Born on 21 December 1710 in the parish of San
Marcuola, he was the son of Antonio Marieschi, a modestly-talented sculptor who would die when the boy was 11 years old. Thereafter, Michele learnt the rudiments of his art from his maternal grandfather, Antonio Meneghini, an artist who worked
as a set painter. However, his real teacher would be Gaspare Diziani, who at the time was also working as a set painter in the workshop of Francesco Tasso.
The first references to Marieschi’s work regard drawings produced for Tasso: designs for the temporary fittings raised in the Fano church of San Paterniano for the funeral of Maria Clementina Sobieski in 1735. It is likely that around the same
period Michele also began working as a painter in his own right, producing the large celebratory work The Entrance of Patriarch Antonio Correr into Venice, which records a ceremonial event that had taken place on 17 February that very year; the work is now in a private collection.
It is not easy to chart subsequent events in the artist’s brief career. Documents record that in 1736 he would paint a View of the Doge’s Palace looking towards the Basilica for Maresciallo Mathias von Schulenburg.
For the same patron, he would paint a View of the Rialto the following year, and two more works in 1740. In the meantime, in 1737, Michele had married Angelo Fontana, the daughter of the most important picture-dealer in Venice.
He would then supply his father-in-law’s shop in San Luca with a large number of precisely-detailed views of the city and fascinating imaginary landscape scenes.
Most of these were intended for the foreigners who at the time were flocking to Venice as part of the Grand Tour.
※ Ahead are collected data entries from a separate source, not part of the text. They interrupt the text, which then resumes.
PR #277, opened 2018-01-20
Add Max30102 heart rate sensor

aurabindo:
Signed-off-by: Aurabindo J <mail@aurabindo.in>

Add MAX30102 Heart Rate Sensor. I'm not sure if Sensor lib is the right location for this.
Datasheet: https://datasheets.maximintegrated.com/en/ds/MAX30102.pdf
max30

- [x] Provide a URL to a datasheet for the footprint(s) you are contributing
- [x] An example screenshot image is very helpful 
- [ ] If there are matching symbol or 3D model PRs, provide link(s) as appropriate
- [ ] Check the output of the Travis automated check scripts - fix any errors as required

PR #300, opened 2018-01-24
Add MLF-8 footprint from Micrel

aurabindo:
Signed-off-by: Aurabindo J <mail@aurabindo.in>

Add Footprint used by MLF8 MIC2290 from Micrel
Datasheet: http://ww1.microchip.com/downloads/en/DeviceDoc/mic2290.pdf
mic2290

------------


poeschlr:
Footprints that include thermal vias need the suffix _ThermalVias.
For such footprints a copper only pad on bottom is required that covers the thermal vias.

The Pad suffix is not meant to give the dimension for the exposed pad. Use the EP suffix.
This means your footprint name should be: `Micrel_MLF-8-1EP_2x2mm_P0.5mm_EP0.8x1.3mm_ThermalVias`

Exposed pads are too large to have one single paste area. So it is required to split it into multiple smaller sections. (Remove the Paste layer from the large smd pad and add paste only pads without pin numbers to define the paste layer.)
Have a look at other similar footprints for inspiration. (Make sure you look at the current head of the master branch as we merged the new footprints just a few days ago.)
For the paste stuff [DFN-6-1EP_2x2mm_P0.65mm_EP1x1.6mm](https://github.com/KiCad/kicad-footprints/blob/master/Package_DFN_QFN.pretty/DFN-6-1EP_2x2mm_P0.65mm_EP1x1.6mm.kicad_mod) has a similarly sized exposed pad. For thermal vias handling, [MSOP-16-1EP_3x4mm_P0.5mm_EP1.65x2.85mm_ThermalVias.kicad_mod](https://github.com/KiCad/kicad-footprints/blob/master/Package_SSOP.pretty/MSOP-12-16-1EP_3x4mm_P0.5mm_EP1.65x2.85mm_ThermalVias.kicad_mod) is the most similar to yours. (But it has a much larger exposed pad -> more vias.)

Curiously enough, Marieschi worked only on the perspective layout, architectural structures and landscape composition of his paintings, leaving the figures to other specialists, who have been variously identified as Diziani, Francesco Simonini, Francesco Fontebasso and Antonio Guardi; Michele had met the latter in the period when he was working for Schulenburg.
After the painter’s untimely death at the age of only 33 years old (on 18 January 1743), his studio would be taken over by his pupil Francesco Albotto, who in 1744 would also marry Marieschi’s widow.